Todavía no había pasado al sueño cuando oí en mí el canto de un pajarito. No
tenía la calidad de algo recordado ni del sonido que nos llega de afuera. Era
anormal como una enfermedad nueva; pero también había un matiz irónico; como si
la enfermedad se sintiera contenta y se hubiera puesto a cantar. Estas
sensaciones pasaron rápidamente y en seguida apareció algo más concreto: oí
sonar en mi cabeza una voz que decía:
-Hola,
hola; transmite difusora "El Canario"... hola, hola, audición
especial. Las personas sensibilizadas para estas transmisiones... etc., etc.
Todo
esto lo oía de pie, descalzo, al costado de la cama y sin animarme a encender
la luz; había dado un salto y me había quedado duro en ese lugar; parecía
imposible que aquello sonara dentro de mi cabeza. Me volví a tirar en la cama y
por último me decidí a esperar. Ahora estaban pasando indicaciones a propósito
de los pagos en cuotas de los muebles "El Canario". Y de pronto
dijeron:
-Como
primer número se transmitirá el tango...
Desesperado,
me metí debajo de una cobija gruesa; entonces oí todo con más claridad, pues la
cobija atenuaba los ruidos de la calle y yo sentía mejor lo que ocurría dentro
de mi cabeza. En seguida me saqué la cobija y empecé a caminar por la
habitación; esto me aliviaba un poco pero yo tenía como un secreto
empecinamiento en oír y en quejarme de mi desgracia. Me acosté de nuevo y al
agarrarme de los barrotes de la cama volví a oír el tango con más nitidez.
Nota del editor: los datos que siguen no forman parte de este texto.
PR #542, opened 2023-07-25
Desktop widget representation

### LINKED ISSUE #529: Restore desktop sample looks
As a side-effect of #505 now the desktop sample is also having a centered look instead of the original slanted one. I suggest it shouldn't depend on the stock `SpotlightStack3D` class but have its own, independent representation. 

cc @manuel-martos

manuel-martos:
## Description

Create specific representation for Desktop Widget sample.

Fixes #529

## Check list


demos/appyx-interactions/desktop/src/desktopMain/kotlin/com/bumble/appyx/interactions/widgets/ui/WidgetsStack3D.kt
```diff
@@ -0,0 +1,84 @@
...
+        zIndex = ZIndex.Target(0f),
+    )
+
+    private val destroyed: TargetUiState = TargetUiState(
+        rotationX = RotationX.Target(0f),
+        position = Position.Target(DpOffset(0.dp, -height)),
+        scale = Scale.Target(0.25f),
+        alpha = Alpha.Target(0f),
+        zIndex = ZIndex.Target(0f),
+    )
```
zsoltk: I suppose these don't affect the rendering since the widget doesn't trigger Spotlight's element state change operations, only scroll change, and then most of the UI is functional in `TargetUiState::toMutableUiState`? In that case we could just remove this as a red herring.

manuel-martos: You're right. I'll just leave a `default` one inside `private companion object` as we still need it for `toUiTargets` method.

zsoltk (approved):

PR #339, opened 2021-03-31
Remove relative time from JS logs

emaxx-google:
Stop printing relative times (like "[  0.007s]") in the JavaScript logs.
These times aren't really necessary now that we're printing absolute
times since #108.

The only remaining benefit of relative times was that they allowed
to distinguish logs from multiple instances in case they work
concurrently and their logs are squashed together. However, in
practice this was only relevant in a specific scenario (reading
Chrome OS system logs from a device that is locked and has the
NaCl-based smart card applications installed both in-session
and on the Login Screen). Assuming this a rare scenario that will
anyway disappear with the NaCl deprecation, it seems fine to
reduce the log clutter by removing the relative times.

by #146.

### DIFF
--- a/common/js/src/logging/log-formatting.js
+++ b/common/js/src/logging/log-formatting.js
@@ -34,6 +34,7 @@ const GSC = GoogleSmartCard;
  */
 const textFormatter = new goog.debug.TextFormatter();
 textFormatter.showAbsoluteTime = true;
+textFormatter.showRelativeTime = false;
 textFormatter.showSeverityLevel = true;
 
 /**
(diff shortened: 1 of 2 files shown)


Fabian-Sommer (approved):
LGTM

emaxx-google:
I actually remembered there was one reason why I kept these relative times originally. PTAL again - I've updated the commit description; I still think it's beneficial to get rid of these times.

Fabian-Sommer (approved):
LGTM

ayaNader (approved):
LGTM

PR #340, opened 2021-04-01
Remove prefix from the syslog log messages

emaxx-google:
Delete the "[syslog]" prefix printed in every log message that's created
via the syslog() call. This prefix is not really useful - the original
idea was to visually disambiguate the logs printed by C++ code from the
logs emitted by third-party C code that uses syslog. In reality, there's
not much ambiguity there, so this prefix was just cluttering the logs.

by #146.


Fabian-Sommer (approved):
LGTM

ayaNader (approved):
LGTM

PR #341, opened 2021-04-01
Log function call indices

emaxx-google:
Print a function call index (a shared monotonically incrementing
counter) when logging function call tracer.

This should simplify investigating log messages collected in the field,
since it'll be possible to correlate the "called..." and the "returning"
log messages, therefore knowing which input parameters were passed to
the completed call and being able to distinguish between multiple calls
with the same parameters.

### DIFF
--- a/common/cpp/src/google_smart_card_common/logging/function_call_tracer.cc
+++ b/common/cpp/src/google_smart_card_common/logging/function_call_tracer.cc
@@ -17,7 +17,6 @@
 #include <stdint.h>
 
 #include <atomic>
-#include <cstdint>
 
 namespace google_smart_card {
 
--- a/common/cpp/src/google_smart_card_common/logging/function_call_tracer.cc
+++ b/common/cpp/src/google_smart_card_common/logging/function_call_tracer.cc
@@ -14,12 +14,25 @@
 
 #include <google_smart_card_common/logging/function_call_tracer.h>
 
+#include <atomic>
+#include <cstdint>
+
 namespace google_smart_card {
+
+namespace {
+
+int64_t GenerateFunctionCallId() {
+  static std::atomic<int64_t> next_function_call_id;
+  return ++next_function_call_id;
+}
+
+}  // namespace
 
 FunctionCallTracer::FunctionCallTracer(const std::string& function_name,
                                        const std::string& logging_prefix,
                                        LogSeverity log_severity)
-    : function_name_(function_name),
+    : function_call_id_(GenerateFunctionCallId()),
+      function_name_(function_name),
       logging_prefix_(logging_prefix),
       log_severity_(log_severity) {}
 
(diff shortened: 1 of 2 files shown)


common/cpp/src/google_smart_card_common/logging/function_call_tracer.cc
```diff
@@ -14,12 +14,26 @@
...
+
+#include <atomic>
+
 namespace google_smart_card {
 
+namespace {
+
+int64_t GenerateFunctionCallId() {
+  static std::atomic<int64_t> next_function_call_id;
+  return ++next_function_call_id;
```
Fabian-Sommer, line 27: Not familiar with std::atomic - but I would think that this does not quite guarantee uniqueness of ids, only that the behavior of races is well-defined. At least, this looks a lot like what https://en.cppreference.com/w/cpp/atomic/atomic/fetch_add seems to be intended for.

emaxx-google: Hmm, my understanding is that it is actually unique. This is a complex topic though...

Descriptions in the Standard (or at cppreference.com) are very cryptic, but a couple of points:
* https://en.cppreference.com/w/cpp/atomic/atomic/fetch_add says: "The operation is read-modify-write operation."
* It also says that the `memory_order_seq_cst` order is used by default.
* https://arxiv.org/pdf/1803.04432.pdf says: "<...> there is a single total order S of all sequentially consistent operations. An operation B that performs a load on an object M will observe the result
of the last modification A of M that precedes B in S <...>. From this it follows that there is always a happens-before relation between two memory_order_seq_cst operations operating on the same object."

My conclusion from all this is that two different `operator++()` calls are actually executed in the intuitively expected manner, that is, there'll never be the case when two concurrent calls read the same value. WDYT?

Fabian-Sommer: My thinking was that line 27 has a read, an addition, and a write, and that they are not atomic operations.
But I found that std::atomic has an overwrite for operator++(): https://en.cppreference.com/w/cpp/atomic/atomic/operator_arith 
So this is correct indeed.
It appears that both
++next_function_call_id;
and
next_function_call_id += 1;
are atomic, but
next_function_call_id = next_function_call_id + 1;
is not.

Fabian-Sommer (approved):
LGTM

common/cpp/src/google_smart_card_common/logging/function_call_tracer.cc
emaxx-google: Ah, yup, `operator++` is equivalent to `fetch_add`. I misinterpreted your first message - I thought you're concerned that even `fetch_add` can return duplicate values. Alright, resolving this thread then.

ayaNader (approved):
LGTM

PR #342, opened 2021-04-01
Double the log buffer capacity

emaxx-google:
Make the number of log messages retained for the Log Export to be twice
as much as before: in Release builds, it becomes 2000 messages now.
This should help in investigating some customer issues, because
apparently sometimes real-world logs contained information just around
the zone that was cut off.

This change is still a conservative change, because we need to take
memory consumption in mind. Extra 1000 messages added here would mean
100-200 KB of extra memory, which sounds tolerable.


Fabian-Sommer (approved):
LGTM

ayaNader (approved):
LGTM

PR #344, opened 2021-04-06
Silence Emscripten Pthreads performance warning

emaxx-google:
Suppress the link-time warning emitted by Emscripten due to our usage of
multi-threading together with dynamic memory growth:

  warning: USE_PTHREADS + ALLOW_MEMORY_GROWTH may run non-wasm code
  slowly, see https://github.com/WebAssembly/design/issues/1271

We took this warning into consideration and decided to trade the
performance in favor of lower memory consumption. (In reality, the
performance loss is likely small, since a big chunk of the run time is
spent on interprocess communication.)

So reduce the build log spam by silencing this warning, which was
emitted many times - once for every target binary or static library.
This change is a small improvement to the WebAssembly build
support that is tracked by #177.


Fabian-Sommer (approved):
LGTM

Al rato me encontraba en la calle: buscaba otros ruidos que atenuaran el que sentía en la cabeza. Pensé comprar un diario, informarme de la dirección de la radio y preguntar qué habría que hacer para anular el efecto de la inyección. Pero vino un tranvía y lo tomé. A los pocos instantes el tranvía pasó por un lugar donde las vías se hallaban en mal estado y el gran ruido me alivió de otro tango que tocaban ahora; pero de pronto miré para dentro del tranvía y vi otro hombre con otra jeringa; le estaba dando inyecciones a unos niños que iban sentados en asientos transversales. Fui hasta allí y le pregunté qué había que hacer para anular el efecto de una inyección que me habían dado hacía una hora. Él me miró asombrado y dijo:
-¿No
le agrada la transmisión?
-Absolutamente.
-Espere
unos momentos y empezará una novela en episodios.
-Horrible
-le dije.
Él
siguió con las inyecciones y sacudía la cabeza haciendo una sonrisa. Yo no oía
más el tango. Ahora volvían a hablar de los muebles. Por fin el hombre de la
inyección me dijo:
-Señor,
en todos los diarios ha salido el aviso de las tabletas "El Canario".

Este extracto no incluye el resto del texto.